** Information supplied **
Issue #121, opened 2020-04-01
Decide on a versioning system


rth:
As mentioned in https://github.com/icubam/icubam/pull/113#discussion_r401215066 by @dulacarnold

** Your task **
Everything in the listing should be written out exactly.

** Solution **
Issue #121, opened 2020-04-01
Decide on a versioning system


rth:
As mentioned in https://github.com/icubam/icubam/pull/113#discussion_r401215066 by @dulacarnold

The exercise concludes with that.